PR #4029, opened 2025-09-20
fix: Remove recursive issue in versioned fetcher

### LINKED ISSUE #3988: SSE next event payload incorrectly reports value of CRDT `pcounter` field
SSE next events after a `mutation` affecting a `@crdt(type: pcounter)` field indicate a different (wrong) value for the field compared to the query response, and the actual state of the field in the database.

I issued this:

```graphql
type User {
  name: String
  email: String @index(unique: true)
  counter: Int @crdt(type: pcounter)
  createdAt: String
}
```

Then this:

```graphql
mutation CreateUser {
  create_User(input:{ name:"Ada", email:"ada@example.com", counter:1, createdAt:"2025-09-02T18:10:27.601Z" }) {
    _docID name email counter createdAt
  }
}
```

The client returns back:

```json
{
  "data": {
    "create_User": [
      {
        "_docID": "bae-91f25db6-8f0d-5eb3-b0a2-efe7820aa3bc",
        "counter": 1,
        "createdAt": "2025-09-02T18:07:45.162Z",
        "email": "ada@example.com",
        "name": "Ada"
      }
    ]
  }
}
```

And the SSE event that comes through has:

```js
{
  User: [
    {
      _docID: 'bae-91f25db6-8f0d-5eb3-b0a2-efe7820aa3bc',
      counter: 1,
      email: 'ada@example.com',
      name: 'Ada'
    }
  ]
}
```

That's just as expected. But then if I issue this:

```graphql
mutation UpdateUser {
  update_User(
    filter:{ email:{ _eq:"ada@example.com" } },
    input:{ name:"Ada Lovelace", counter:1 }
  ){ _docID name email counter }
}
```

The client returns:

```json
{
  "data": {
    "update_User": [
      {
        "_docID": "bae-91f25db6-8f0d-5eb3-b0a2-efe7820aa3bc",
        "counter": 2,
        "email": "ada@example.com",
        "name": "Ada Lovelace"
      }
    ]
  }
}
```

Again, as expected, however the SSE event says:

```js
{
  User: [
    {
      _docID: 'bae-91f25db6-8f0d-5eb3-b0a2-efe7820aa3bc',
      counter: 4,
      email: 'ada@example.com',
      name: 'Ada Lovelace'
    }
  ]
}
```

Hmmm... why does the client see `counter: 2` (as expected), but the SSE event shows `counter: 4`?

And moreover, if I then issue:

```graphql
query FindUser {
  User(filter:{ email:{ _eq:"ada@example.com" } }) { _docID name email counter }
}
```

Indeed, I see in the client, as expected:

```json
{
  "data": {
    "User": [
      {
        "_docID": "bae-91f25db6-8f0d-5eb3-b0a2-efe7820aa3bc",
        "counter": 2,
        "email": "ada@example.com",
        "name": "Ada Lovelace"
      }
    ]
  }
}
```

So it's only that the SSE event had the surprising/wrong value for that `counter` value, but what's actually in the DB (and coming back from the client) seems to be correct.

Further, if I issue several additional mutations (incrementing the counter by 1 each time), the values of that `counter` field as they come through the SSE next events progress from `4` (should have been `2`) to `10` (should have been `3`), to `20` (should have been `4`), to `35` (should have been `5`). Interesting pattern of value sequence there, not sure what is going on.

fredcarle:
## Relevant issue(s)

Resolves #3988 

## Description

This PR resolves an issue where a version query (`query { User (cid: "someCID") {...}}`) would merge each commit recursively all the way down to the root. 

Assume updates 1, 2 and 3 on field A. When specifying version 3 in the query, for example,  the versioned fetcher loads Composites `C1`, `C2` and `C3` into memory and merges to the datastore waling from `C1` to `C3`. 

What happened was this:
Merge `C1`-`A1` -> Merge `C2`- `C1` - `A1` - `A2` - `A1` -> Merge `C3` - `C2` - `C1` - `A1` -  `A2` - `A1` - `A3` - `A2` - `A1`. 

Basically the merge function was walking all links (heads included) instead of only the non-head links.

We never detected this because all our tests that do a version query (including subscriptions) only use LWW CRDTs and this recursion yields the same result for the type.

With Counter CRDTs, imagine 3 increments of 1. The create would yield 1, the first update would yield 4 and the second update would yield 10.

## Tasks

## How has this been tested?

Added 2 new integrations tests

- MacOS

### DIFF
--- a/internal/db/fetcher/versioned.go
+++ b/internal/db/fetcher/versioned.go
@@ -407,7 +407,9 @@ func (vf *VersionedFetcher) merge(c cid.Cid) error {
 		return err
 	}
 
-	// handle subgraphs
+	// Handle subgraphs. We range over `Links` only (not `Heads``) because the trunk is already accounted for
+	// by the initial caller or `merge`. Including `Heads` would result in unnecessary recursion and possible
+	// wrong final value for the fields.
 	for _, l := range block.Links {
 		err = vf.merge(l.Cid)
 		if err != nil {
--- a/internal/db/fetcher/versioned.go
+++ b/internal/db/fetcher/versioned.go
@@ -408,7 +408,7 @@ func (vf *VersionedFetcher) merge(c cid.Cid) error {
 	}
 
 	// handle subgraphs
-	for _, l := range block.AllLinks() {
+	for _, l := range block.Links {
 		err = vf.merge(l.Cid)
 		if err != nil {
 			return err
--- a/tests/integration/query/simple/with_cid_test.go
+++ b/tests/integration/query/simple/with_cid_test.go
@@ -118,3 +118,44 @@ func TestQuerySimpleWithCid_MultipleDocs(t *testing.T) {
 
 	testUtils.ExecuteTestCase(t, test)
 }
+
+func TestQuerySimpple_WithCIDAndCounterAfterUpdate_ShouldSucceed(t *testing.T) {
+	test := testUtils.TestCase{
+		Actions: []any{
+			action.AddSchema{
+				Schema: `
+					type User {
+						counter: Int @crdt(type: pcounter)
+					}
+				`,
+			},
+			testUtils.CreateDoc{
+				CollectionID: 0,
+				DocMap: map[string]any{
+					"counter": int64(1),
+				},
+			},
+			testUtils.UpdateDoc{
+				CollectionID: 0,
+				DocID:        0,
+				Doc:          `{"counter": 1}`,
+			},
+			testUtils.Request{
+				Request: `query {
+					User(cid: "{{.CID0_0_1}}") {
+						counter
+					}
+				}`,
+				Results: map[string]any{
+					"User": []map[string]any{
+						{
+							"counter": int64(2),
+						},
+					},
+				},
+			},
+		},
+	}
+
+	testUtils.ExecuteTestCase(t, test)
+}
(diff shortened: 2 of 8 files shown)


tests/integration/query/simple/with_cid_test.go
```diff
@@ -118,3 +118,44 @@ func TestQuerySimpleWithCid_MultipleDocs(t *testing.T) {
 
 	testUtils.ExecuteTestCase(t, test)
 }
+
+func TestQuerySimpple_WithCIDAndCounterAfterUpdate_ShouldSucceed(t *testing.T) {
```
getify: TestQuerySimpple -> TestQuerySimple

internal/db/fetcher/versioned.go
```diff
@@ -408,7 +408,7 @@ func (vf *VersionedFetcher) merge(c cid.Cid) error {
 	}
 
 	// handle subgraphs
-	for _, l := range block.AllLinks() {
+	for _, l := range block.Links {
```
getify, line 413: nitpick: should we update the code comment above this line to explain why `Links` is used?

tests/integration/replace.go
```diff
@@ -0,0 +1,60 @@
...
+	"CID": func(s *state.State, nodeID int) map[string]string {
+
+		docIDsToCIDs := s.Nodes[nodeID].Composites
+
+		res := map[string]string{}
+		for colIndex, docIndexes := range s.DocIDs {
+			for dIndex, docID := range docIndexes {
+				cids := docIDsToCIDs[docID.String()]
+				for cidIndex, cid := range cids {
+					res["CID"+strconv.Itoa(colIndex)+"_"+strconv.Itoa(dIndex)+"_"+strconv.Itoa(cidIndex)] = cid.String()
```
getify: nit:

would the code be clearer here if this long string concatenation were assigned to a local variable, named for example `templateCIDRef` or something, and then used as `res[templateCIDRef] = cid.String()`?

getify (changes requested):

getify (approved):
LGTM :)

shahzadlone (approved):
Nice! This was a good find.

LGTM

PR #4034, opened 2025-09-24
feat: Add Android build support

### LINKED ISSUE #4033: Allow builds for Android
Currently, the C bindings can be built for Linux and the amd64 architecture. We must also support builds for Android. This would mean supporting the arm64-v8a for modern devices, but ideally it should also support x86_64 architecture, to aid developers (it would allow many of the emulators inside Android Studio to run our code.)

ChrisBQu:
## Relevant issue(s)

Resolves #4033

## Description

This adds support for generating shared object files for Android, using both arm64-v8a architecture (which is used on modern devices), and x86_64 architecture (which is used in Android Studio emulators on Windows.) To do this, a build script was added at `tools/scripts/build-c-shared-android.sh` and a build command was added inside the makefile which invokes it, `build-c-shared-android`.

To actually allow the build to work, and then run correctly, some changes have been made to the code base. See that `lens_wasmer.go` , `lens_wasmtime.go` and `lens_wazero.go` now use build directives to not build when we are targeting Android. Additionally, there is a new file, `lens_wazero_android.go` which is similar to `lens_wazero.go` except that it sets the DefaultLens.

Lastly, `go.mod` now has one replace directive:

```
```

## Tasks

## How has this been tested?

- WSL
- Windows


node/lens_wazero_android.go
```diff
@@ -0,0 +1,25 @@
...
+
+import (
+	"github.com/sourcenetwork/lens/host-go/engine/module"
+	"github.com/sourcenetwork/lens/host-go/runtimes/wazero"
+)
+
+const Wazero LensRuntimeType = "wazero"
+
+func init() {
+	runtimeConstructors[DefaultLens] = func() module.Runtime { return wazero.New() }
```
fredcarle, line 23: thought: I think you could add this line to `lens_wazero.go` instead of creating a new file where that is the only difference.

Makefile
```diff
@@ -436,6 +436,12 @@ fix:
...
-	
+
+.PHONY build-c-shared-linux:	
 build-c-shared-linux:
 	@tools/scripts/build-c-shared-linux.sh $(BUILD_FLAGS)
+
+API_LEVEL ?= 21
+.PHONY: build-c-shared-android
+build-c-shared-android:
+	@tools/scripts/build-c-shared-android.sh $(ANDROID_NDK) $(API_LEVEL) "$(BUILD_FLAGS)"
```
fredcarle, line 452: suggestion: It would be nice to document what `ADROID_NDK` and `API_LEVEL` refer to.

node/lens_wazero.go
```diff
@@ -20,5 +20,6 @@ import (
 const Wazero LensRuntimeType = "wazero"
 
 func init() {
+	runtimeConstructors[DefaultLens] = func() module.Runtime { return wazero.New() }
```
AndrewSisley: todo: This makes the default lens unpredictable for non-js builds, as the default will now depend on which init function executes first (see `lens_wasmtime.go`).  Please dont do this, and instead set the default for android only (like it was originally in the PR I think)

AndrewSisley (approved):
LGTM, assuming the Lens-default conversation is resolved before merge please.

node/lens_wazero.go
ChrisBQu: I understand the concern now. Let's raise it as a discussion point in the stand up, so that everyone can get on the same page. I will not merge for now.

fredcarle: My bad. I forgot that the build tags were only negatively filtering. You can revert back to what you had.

────────────────────

■ About this task:
Among the records above, a stretch begins at the line containing "PR #4034, opened 2025-09-24" and ends at the line containing "This adds support". Restate that stretch word for word, and nothing else.

■ Task answer:
PR #4034, opened 2025-09-24
feat: Add Android build support

### LINKED ISSUE #4033: Allow builds for Android
Currently, the C bindings can be built for Linux and the amd64 architecture. We must also support builds for Android. This would mean supporting the arm64-v8a for modern devices, but ideally it should also support x86_64 architecture, to aid developers (it would allow many of the emulators inside Android Studio to run our code.)

ChrisBQu:
## Relevant issue(s)

Resolves #4033

## Description

This adds support for generating shared object files for Android, using both arm64-v8a architecture (which is used on modern devices), and x86_64 architecture (which is used in Android Studio emulators on Windows.) To do this, a build script was added at `tools/scripts/build-c-shared-android.sh` and a build command was added inside the makefile which invokes it, `build-c-shared-android`.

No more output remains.